To create the Sentiment variable we use cut to break the value range of scores into thirds. There is an argument called labels that allows us to choose the names of the new values.
library(reshape2)
m <- melt(df, variable.name="Question", value.name="Average", id=c("Demo1", "Demo2", "Demo3"))
m$Question <- gsub("Q", "", m$Question)
a <- aggregate(Average~., m, mean)
a$Sentiment <- cut(a$Average, seq(1,5,length.out=4), labels=c("Negative", "Neutral", "Postive"), include.lowest=T)
# Demo1 Demo2 Demo3 Question Average Sentiment
# 1 1 1 1 1 1 Negative
# 2 1 2 1 1 2 Negative
# 3 2 1 2 1 1 Negative
# 4 1 2 2 1 3 Neutral
# 5 2 3 2 1 4 Postive
# 6 1 1 1 2 2 Negative
# 7 1 2 1 2 3 Neutral
# 8 2 1 2 2 5 Postive
# 9 1 2 2 2 4 Postive
# 10 2 3 2 2 1 Negative
Note below that I deleted the "ID" and "Average.Score" columns as they will be recalculated in the process.
Data
df <- read.table(text="
ID Q1 Q2 Q3 Q30 Demo1 Demo2 Demo3 Average.Score
1 1 2 2 2 1 1 1 2.5
2 2 3 1 5 1 2 1 2.7
3 4 1 5 4 2 3 2 1.6
4 1 5 4 3 2 1 2 2.5
5 3 4 4 1 1 2 2 1.4", header=T)
df <- df[,!names(df) %in% c("ID", "Average.Score")]

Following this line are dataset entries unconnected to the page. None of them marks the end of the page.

PR #5707, opened 2026-04-11
Fix lunch selection form not pre-filling correctly for all days

### LINKED ISSUE #1453: Lunch period selection form doesn't populate all previous choices
When I go to https://esp.mit.edu/learn/Splash/2014/select_lunch, select two lunch periods, click submit, and then return to the page by clicking on "Select Lunch Period," my lunch period choice for Saturday is not pre-filled in the form, although my choice for Sunday is.

khushpreet78141:
## Description
Assigned to this issue and now  submitting fix.
I fix an issue where the lunch selection form did not correctly pre-populate previously selected lunch periods for all days.

The root cause was comparing only the day component of datetime values (`start.day == self.day.day`), which ignores month and year and can lead to incorrect filtering.

This PR updates the logic to use full date comparison (`start.date() == self.day`) across all relevant methods to ensure accurate matching and correct pre-filling of selections.

---

## Related Issue

Closes #1453

---

## Type of Change

* [x] Bug fix
* [ ] New feature
* [ ] Breaking change
* [ ] Documentation update
* [ ] Refactor / cleanup
* [ ] CI/CD or build change

---

## Testing

* [ ] Existing tests pass
* [x] Manually verified (logic and code-level validation)

---

## AI Disclosure

Used AI assistance for guidance in debugging approach, identifying the root cause, and structuring the fix. I manually implemented and understand the changes.

---

## Checklist

* [x] Self-reviewed the code
* [ ] No new warnings or errors introduced


khushpreet78141:
Hi @willgearty,
I would like to work on this issue. I have already gone through the code and understand the root cause of the problem (incorrect filtering due to start.day == self.day.day).
I have also implemented a local fix using full date comparison (start.date() == self.day) and verified the logic flow across the related methods.
Could you please assign this issue to me so I can proceed with the PR following the proper workflow? I will be happy to make any changes based on review feedback.
Thank you

willgearty:
@khushpreet78141 you can post `/assign` on the issue to get assigned.

khushpreet78141:
Assigned to this issue and submitting fix.

khushpreet78141:
Hi  @willgearty, I’ve updated my branch and ensured everything is in sync with main. However, the required checks (Lint and Tests) are still in "Expected" state and not running. Could you please take a look or enable the workflows? Thanks!

moksha-hub:
I verified this branch with a focused local reproduction around `StudentLunchSelectionForm`. Using a target day of `2026-03-05`, I patched the lunch event queryset to include one real March 5 event and one unrelated April 5 event with the same day-of-month. On current `main`, both events are treated as matches because the code only compares `.day`; on this PR branch, only the March 5 event is offered in the form choices because the comparison uses the full date. I did not find a blocker here.

khushpreet78141:
Hi @moksha-hub, thanks for validating the fix!
Could you please approve the PR if everything looks good on your side?

khushpreet78141:
@willgearty , I’ve addressed the review comments:
Moved filtering into queryset using start__date
Replaced unsafe [0] access with ordered .first() checks
also Cleaned up unused variables
Please take another look when you have time .
Thanks.

esp/esp/program/modules/handlers/studentlunchselection.py
```diff
@@ -56,17 +56,32 @@ def __init__(self, program, user, day, *args, **kwargs):
 
         #   Set choices for timeslot field
         #   [(None, '')] +
-        events_all = Event.objects.filter(meeting_times__parent_class__parent_program=self.program, meeting_times__parent_class__category__category='Lunch').order_by('start').distinct()
-        events_filtered = [x for x in events_all if x.start.day == self.day.day]
+        
+        events_filtered = Event.objects.filter(
```
moksha-hub, line 60: The date-based comparison here looks like the right fix, but this PR still lands without a regression test for the exact bug it is addressing. The repo already has `StudentLunchSelectionTest` in `esp/esp/program/modules/tests/studentregmodules.py`, and right now it only checks `isCompleted()`. Without a fixture that creates two lunch slots on different calendar dates sharing the same day-of-month, we can still regress the prefill/save behavior later and never notice. Could we extend the existing lunch-selection tests with one cross-month case that proves the form picks the correct lunch period by full date?

khushpreet78141:
Hi @moksha-hub and @willgearty 
Added a regression test in StudentLunchSelectionTest to cover the cross-month date bug.
The test creates two lunch events on different calendar dates (March 5 and April 5) that share the same day-of-month, and verifies that only the correct date is included in the timeslot choices and initial selection.
This should prevent regressions where filtering only compares .day instead of the full date.

Oval17 (approved):
LGTM

Oval17:
There is a small lint error.

PR #5710, opened 2026-04-11
Replace memcached_multikey.CacheClass with Django's built-in cache ba…

### LINKED ISSUE #1306: memcached_multikey.CacheClass should be replaced with Django's
Since Django 1.3 there has been some form of support for cache key prefixes and cache key functions.

In Django 1.4, we can make use of these functionalities by adding `KEY_PREFIX` and `KEY_FUNCTION`, respectively, to the `CACHES` setting (see https://docs.djangoproject.com/en/1.4/topics/cache/#cache-arguments).

We can easily make use of this, and then completely remove our custom `CACHE_PREFIX` functionality. If we also completely remove `idebug` functionality (see discussion on pull request #1223), then we can completely remove `memcached_multikey`. In the latter case, #1305 would also be closed for no longer being applicable.

Gourigupta2004:
## Description
Replaces the custom `esp.utils.memcached_multikey.CacheClass` with Django's 
built-in `PyLibMCCache` backend. Since Django 1.3+, Django natively supports 
cache key prefixing via `KEY_PREFIX` in the `CACHES` setting, making the 
custom implementation unnecessary.

## Related Issue
Closes #1306

## Type of Change
- [ ] Bug fix
- [ ] New feature
- [ ] Breaking change
- [x] Refactor / cleanup
- [ ] Documentation update
- [ ] CI/CD or build change

## Testing
- [x] Existing tests pass
- [x] Manually verified

## AI Disclosure
AI tools were used to assist in understanding the codebase, identifying 
affected files, and writing test cases for this change.

## Checklist
- [x] Self-reviewed the code


esp/esp/utils/tests.py
SuyashJain17, line 1: The new `test_cache_long_key` expects an error for long keys, while `MemcachedKeyLengthTestCase` seems to rely on long keys working.
Maybe worth aligning these two so the expected behaviour is consistent (either support long keys via hashing or update the older test accordingly).
Also noticed the date change in `test_datetime_input` (Nov 30 → Nov 1). This feels a bit unrelated to the cache refactor.
Might be cleaner to move this into a separate PR to keep things focused.

esp/esp/tests/util.py
SuyashJain17, line 1: Updating `cache.key_prefix` directly might not always affect the underlying backend depending on Django version.
Using `override_settings` or reinitializing the cache could make this more reliable.

esp/esp/local_settings.py.ci
SuyashJain17, line 1: The `PyLibMCCache` backend path might be worth double-checking against the Django version used in CI, just to avoid compatibility issues.
`TIMEOUT` isn’t set here, so it will fall back to Django’s default.
Maybe we can align it with the project’s expected timeout to keep behaviour consistent across environments.

SuyashJain17:
Also fix the failing Unit Test and Migration Consistency Check

Gourigupta2004:
Thanks @SuyashJain17 for your feedback. Let me fix everything and get back to you.

Gourigupta2004:
Hi @SuyashJain17 @willgearty, 

Please check and for any feedback do let me know!

Thanks

deploy/config_templates/local_settings.py
```diff
@@ -31,3 +30,11 @@
 SECRET_KEY = '%(secret_key)s'
```
moksha-hub, line 30: This template no longer overrides `CACHE_PREFIX`, but `esp/esp/settings.py` still uses `CACHE_PREFIX` to build the per-site temp directory name (`esptmp__<CACHE_PREFIX>_<uid>`). With this change, installs generated from this template fall back to the default `CACHE_PREFIX = "ESP"`, so multiple sites on the same machine can end up sharing the same tempdir again. The cache backend migration makes sense, but we still need a site-specific `CACHE_PREFIX` value here unless the tempdir logic is moved off that setting too.

Gourigupta2004:
Thanks @moksha-hub for the feedback. I'll handle a site-specific CACHE_PREFIX value for the tempdir logic.

PR #5711, opened 2026-04-11
REFACTOR(BaseESPUser): Replace the cmp comparison logic with python3 compatible logic.

### LINKED ISSUE #5701: [Feature]: Modernize BaseESPUser comparison methods to Python 3
### Problem Statement

The BaseESPUser class relies on Python 2's deprecated __cmp__ method and redundant manual comparison overrides to sort user objects. This creates unnecessary technical debt and uses sorting logic that is not natively supported or optimized in 
modern   Python 3

### Proposed Solution

-  Adding the @functools.total_ordering decorator to the class.
- Replacing __cmp__ with explicit __eq__ and __lt__ methods that cleanly handle comparisons (including AnonymousESPUser hierarchies) using native tuple comparison.
- Removing the deprecated __cmp__ method and the redundant manual boilerplate overrides for __gt__, __ge__, __le__, and __ne__.

### Alternatives Considered

_No response_

### Additional Context

_No response_

mn3m-24:
## Description

- Replace the usage of `__cmp__` magic method and `cmp` function for comparison in `BaseESPUser` class with modern comparison magic methods that are python3 compliant (`__lt__`, etc.).
- Fix the Legacy bug of having separate behavior in equality & hashing (names-based equality and PK-based hashing).
- Add regression tests covering all known edge cases and scenarios for the `_get_sort_key` function.

## Related Issue

Closes #5701

## Type of Change

- [x] Bug fix
- [ ] New feature
- [ ] Breaking change
- [ ] Documentation update
- [x] Refactor / cleanup
- [ ] CI/CD or build change

## Testing

- [x] Existing tests pass
- [x] Manually verified

## Checklist

- [x] Self-reviewed the code

### DIFF
--- a/esp/esp/users/models/__init__.py
+++ b/esp/esp/users/models/__init__.py
@@ -335,33 +335,32 @@ class BaseESPUser(object):
         """
         return ESPUser.email_sendto_address(self.email, self.name())
 
-    def __cmp__(self, other):
-        if other is None:
-            return 1
-        # two anonymous users are equal
-        if isinstance(self, AnonymousESPUser) and isinstance(other, AnonymousESPUser):
-            return 0
-        # otherwise, rank the signed-in user higher
-        elif isinstance(other, AnonymousESPUser):
-            return 1
-        elif isinstance(self, AnonymousESPUser):
-            return -1
-        lastname = cmp(self.last_name.upper(), other.last_name.upper())
-        if lastname == 0:
-           return cmp(self.first_name.upper(), other.first_name.upper())
-        return lastname
+    def _get_sort_key(self):
+        not_anon = not isinstance(self, AnonymousESPUser)
+        # safe fallback to empty string if user is anonymous or normal user with last_name or first_name as None
+        last_name = getattr(self, 'last_name', '') or ''
+        first_name = getattr(self, 'first_name', '') or ''
+        return (not_anon, last_name.upper(), first_name.upper())
+
     def __lt__(self, other):
-        return self.__cmp__(other) < 0
-    def __gt__(self, other):
-        return self.__cmp__(other) > 0
-    def __eq__(self, other):
-        return self.__cmp__(other) == 0
+        if not isinstance(other, BaseESPUser):
+            return NotImplemented
+        return self._get_sort_key() < other._get_sort_key()
+
     def __le__(self, other):
-        return self.__cmp__(other) <= 0
+        if not isinstance(other, BaseESPUser):
+            return NotImplemented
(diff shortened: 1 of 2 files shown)


deepaksoni47 (commented):
I reviewed this PR locally. Moving to `total_ordering` and removing `__cmp__` is the right direction, and the implementation is clean overall.

However, there’s a major regression in sorting logic. The new `_get_sort_key` places `AnonymousESPUser` after regular users because `is_anon=True` evaluates higher than `False`. This reverses the previous behavior where anonymous users were ranked lower.

You’ll want to flip this ordering (e.g., use `not is_anon` or adjust the tuple) to match the original logic.

Also worth noting: existing tests don’t catch this mixed-type ordering case, so adding a regression test here would be important.

Test suite passes, but this specific behavior is currently incorrect.

SuyashJain17 (commented):
Looks like a clean and nice refactor towards Python 3. Just a couple of small suggestions — the type check in `__eq__`/`__lt__` could be simplified to `isinstance(other, BaseESPUser)`, and it might be worth quickly verifying that `AnonymousESPUser` is still hashable. Also, adding a few basic tests for sorting/comparisons would help make the behaviour clearer. Nothing blocking from my side.

esp/esp/users/models/__init__.py
```diff
@@ -1280,6 +1271,18 @@ class Meta:
...
+        return self._get_sort_key() == other._get_sort_key()
+
+    def __lt__(self, other):
+        if not isinstance(other, type(self)) and not isinstance(other, BaseESPUser):
+            return NotImplemented
+        return self._get_sort_key() < other._get_sort_key()
+
+    __hash__ = User.__hash__
+
     def makeAdmin(self):
```
moksha-hub, line 1356: This re-enables hashing for `ESPUser` while equality is still based only on the name sort key. Two different users with the same first/last name now compare equal via `_get_sort_key()`, but `User.__hash__` hashes by model identity/pk, so equal objects can end up with different hashes. That breaks basic set/dict invariants and is a behavioral change from the unhashable state we had before. If we want name-based ordering only, it would be safer to leave these objects unhashable than to restore a hash that doesn't match `__eq__`.

mn3m-24: This conflation of ordering identity with equality identity behavior existed before my PR, I didn't introduce it.
But yeah, I should fix the original bug and revert to PK-based equality to separate ordering from equality.

Oval17 (approved):
LGTM,, resolved the conflicts

willgearty (approved):
Thanks!

PR #688, opened 2016-08-22
support fastboot with usb

hzhuang1:
Fix to https://github.com/ARM-software/tf-issues/issues/419

### DIFF
--- a/drivers/fastboot/fastboot.c
+++ b/drivers/fastboot/fastboot.c
@@ -1,0 +1,558 @@
+/*
+ * Copyright (c) 2016, ARM Limited and Contributors. All rights reserved.
+ *
+ * Redistribution and use in source and binary forms, with or without
+ * modification, are permitted provided that the following conditions are met:
+ *
+ * Redistributions of source code must retain the above copyright notice, this
+ * list of conditions and the following disclaimer.
+ *
+ * Redistributions in binary form must reproduce the above copyright notice,
+ * this list of conditions and the following disclaimer in the documentation
+ * and/or other materials provided with the distribution.
+ *
+ * Neither the name of ARM nor the names of its contributors may be used
+ * to endorse or promote products derived from this software without specific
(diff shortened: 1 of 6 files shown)


drivers/synopsys/usb/dw_usb.c
```diff
@@ -0,0 +1,788 @@
+/*
```
danh-arm: Is the datasheet for this device publically avaiable, and does it allow distribution of an open source driver? I have the same IP concerns with this as the designware eMMC driver.

drivers/synopsys/usb/dw_usb.c
```diff
@@ -0,0 +1,788 @@
...
+ * POSSIBILITY OF SUCH DAMAGE.
+ */
+
+#include <arch_helpers.h>
+#include <assert.h>
+#include <ctype.h>
+#include <debug.h>
+#include <dw_usb.h>
+#include <fastboot/fastboot.h>
+#include <fastboot/usb.h>
```
danh-arm: Don't use relative paths in system includes

drivers/fastboot/fastboot.c
```diff
@@ -0,0 +1,558 @@
+/*
```
danh-arm: As stated in the HiKey pull request, it should not be necessary to execute Fastboot in the secure world so I'm not convinced this driver needs to exist in the TF upstream. This could be part of a richer NS_BL2U that uses existing normal world firmware functionality that integrates Fastboot (e.g. UEFI or UBoot).

drivers/synopsys/usb/dw_usb.c
hzhuang1: Not yet. Actually it's same as the designware eMMC.

danh-arm:
Closing this until there's a solid use-case for this functionality residing in the secure world.

PR #697, opened 2016-09-08
rockchip: fix the scu idle for rk3399

rkchrome:
As rk3399 reported the d8/octane scores drop 10% with cpu idle.
The root cause is thc cpu cluster enter the slow mode.
We don't need switch the clock to 24MHz if cpu cluster enter the
retention mode. In order to improve performance, it just needs for
cluster enter powering off mode.

Also, we shouldn't do anything for hlvl if the system is off.

Change-Id: I2a02962a01343abd0cba47ed63192c1cdf88b119


davidcunado-arm:
jenkins: test this please

PR #704, opened 2016-09-13
GICv3: Allow either G1S or G0 interrupts to be configured

yatharth-arm:
Currently the GICv3 driver mandates that platform populate
both G1S and G0 interrupts. However, it is possible that a
given platform is not interested in both the groups and
just needs to specify either one of them.

This patch modifies the `gicv3_rdistif_init()` & `gicv3_distif_init()`
functions to allow either G1S or G0 interrupts to be configured.

Fixes ARM-software/tf-issues#400

Change-Id: I43572b0e08ae30bed5af9334f25d35bf439b0d2b

### DIFF
--- a/drivers/arm/gic/v3/gicv3_main.c
+++ b/drivers/arm/gic/v3/gicv3_main.c
@@ -120,10 +120,12 @@ void gicv3_driver_init(const gicv3_driver_data_t *plat_driver_data)
  ******************************************************************************/
 void gicv3_distif_init(void)
 {
+	unsigned int bitmap = 0;
+
 	assert(driver_data);
 	assert(driver_data->gicd_base);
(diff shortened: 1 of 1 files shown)


mpankaj:
Hi Yatharth,

Will it be possible to configure G1 interrupt in GICv2 in EL2. In EL3 I am able to configure G1 interrupts.
It seems there is configuration lockdown due to Lockable SPIs.
Please provide any pointers.

Thanks & Regards,
Pankaj

soby-mathew:
@mpankaj,
The ARM Trusted Firmware only configures the secure interrupts at EL3 as part of its initialization. The configuration of non secure interrupts (Group 1) interrupts are left to the Normal world (N-EL2/EL1).  I don't see any reason why a non secure interrupt configuration should be affected by the Exception level.

PR #716, opened 2016-09-23
AArch32: Fix detection of virtualization support

yatharth-arm:
The Virtualization field in the ID_PFR1 register has only 2
valid values (0 or 1) but it was incorrectly checked against
unrelated value tied to the SPSR register instead.

This patch fixes the detection of virtualization support by
using the valid values in BL1 context management code.

Change-Id: If12592e343770e1da90f0f5fecf0a3376047ac29


davidcunado-arm:
jenkins: test this please

PR #737, opened 2016-10-17
Patches for 8173 and OSI

freedomtan:
Patches for MT8173:
1. remove the use of ENABLE_PLAT_COMPAT
2. add PSCI_EXTENDED_STATE_ID supported
3. remove use of some old / deprecated APIs
4. Initial support OS Initiated idle (for genpd-based SoC idling, http://www.slideshare.net/linaroorg/bkk16410-soc-idling-cpu-cluster-pm)


danh-arm:
This PR needs several things fixing:

1.   Please target the integration branch, not the master branch.
2.   Please add a signed-off-by to all patches.
3.   For the mt1873 changes, this needs the approval of the MTK sub-maintainer: https://github.com/mtk09422.
4.   The OSI changes are very superficial and highly controversial. As far as I know there is no consensus in the kernel community that this is the correct direction to go. Even if it is, this requires major changes in TF that requires much more detailed design discussion and planning. For now I suggest you drop these changes here and start a dialogue with us about this support.

Regards

Dan.

mtk09422:
Hi @danh-arm , @freedomtan will drop OSI changes in next revision.
I am OK with this patch after the revision is done.

danh-arm:
This PR has stalled. Please raise a new PR with the requested changes when ready.

PR #722, opened 2016-09-28
Drop requirement for CLA in contribution.md

danh-arm:
It is no longer necessary for contributors to send a CLA to ARM
before making contributions. Contributors must instead add a
"Signed-off-by:" line to each commit, which certifies that the
contribution is made under the Developer Certificate of Origin
(DCO).

Update contributing.md to reflect this new policy and add a copy of
the DCO to the repository.

Change-Id: I7ca98bffc3bf57e8bdd51d763c24f13e415a328b
Signed-off-by: Dan Handley <dan.handley@arm.com>

PR #739, opened 2016-10-20
rockchip: fix A72 L2CTLR_DATA_RAM_LATENCY to 5

rkchrome:
The default value of L2CTLR_DATA_RAM_LATENCY is 2, depends to
the test result on rk3399, the A72 will need lower voltage for
high frequency if it's set to be 5, and almost no effect on performance.

Change-Id: I99a6a43edcc0c58f7775c10f4b85669dc3eff66d

### DIFF
--- a/plat/rockchip/common/aarch64/plat_helpers.S
+++ b/plat/rockchip/common/aarch64/plat_helpers.S
@@ -67,7 +67,7 @@ handler_a72:
 	 * Set the L2 Data RAM latency for Cortex-A72.
 	 * Set the L2 Tag RAM latency to for Cortex-A72.
 	 */
-	mov x0, #((2 << L2CTLR_DATA_RAM_LATENCY_SHIFT) |	\
+	mov x0, #((5 << L2CTLR_DATA_RAM_LATENCY_SHIFT) |	\
 			 (0x1 << 5))
 	msr	L2CTLR_EL1, x0
 	isb


Caesar-github:
David,  the signed-off thing is confusing me. Can we need add the  "signed-off-by" for commit? 
AFAIK, that's seem nobody add the signed-off for A-TF patches.

Due to  the checkpatch will report the warning, as following:
:6: WARNING: Do not use whitespace before Signed-off-by:
------------

That's weird for me.

davidcunado-arm:
Hi Caesar,
Re: signed-off - please take a look at [PR#722](https://github.com/ARM-software/arm-trusted-firmware/pull/722) as it details the changes.
This is a new change since v1.3 - patches since then have included a 'signed-off' field.
Not seen that warning that you mention - odd.

sandrine-bailleux-arm:
Hi Caesar, David,

> Not seen that warning that you mention - odd.

I have. At first sight, I think it's down to the way we use the checkpatch.pl script from the TF Makefile.
Basically we feed the output of the 'git log' command into the script's input stream. The problem here is,
'git log' indents the commit message with spaces (to make it nicer to read) and checkpatch.pl doesn't
like it, as flagged by the warning message.

So it looks like a problem in TF build system to me. I guess we're not using the checkpatch.pl script
in the intended way and we need to fix that.

It's only a warning message from checkpatch.pl's perspective anyway and our politics is to ignore 
those. Our automated tests won't gate a patch for that. In other words, you can safely ignore the
warning message, Caesar :)

Thanks for reporting the issue, though! I'll create a separate Github issue to fix our Makefile.

sandrine-bailleux-arm:
FYI, I've raised https://github.com/ARM-software/tf-issues/issues/432

rkchrome:
Got it, Thanks!

Updated the commit.

davidcunado-arm:
jenkins: test this please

Under the assumption, that you have data set like this (make it data.table):
ID Q1 Q2 ... Demo1 Demo2 Demo3
1: 1 7 8 2 7 3
2: 2 3 7 6 10 1
3: 3 6 1 5 5 8
4: 4 5 9 10 1 7
5: 5 10 4 8 4 6
and dictionary of answers scores:
value Question Score
1: 7 1 17
2: 3 1 6
3: 6 1 19
Lets transform data to have Question, Answer, ID, Demo:
d2 <- melt(dt, id.vars=c('ID', 'Demo1', 'Demo2', 'Demo3'), measure.vars=grep('^Q[0-9]+$', colnames(dt), val=T))
d2[, c('Question', 'variable'):=list(substring(variable,2), NULL)]
R> d2
ID Demo1 Demo2 Demo3 value Question
1: 1 2 7 3 7 1
2: 2 6 10 1 3 1
3: 3 5 5 8 6 1
Now let's add scores:
d3 <- merge(d2, vals_enc, by=c('Question', 'value'))
And finally get average score and respondents for Question and Demographics:
d3[, list(Avg=mean(Score), Number=.N), .(Question,Demo1,Demo2,Demo3)]
Question Demo1 Demo2 Demo3 Avg Number
1: 1 6 10 1 6 1
2: 1 10 1 7 18 1
3: 1 5 5 8 19 1
Note:
for each Id there is the same demographic status, so number of respondents for each combination of Demographic and Question should be the same.
As it comes to part 2 of the Question:
do you have such calculations or are you looking for them?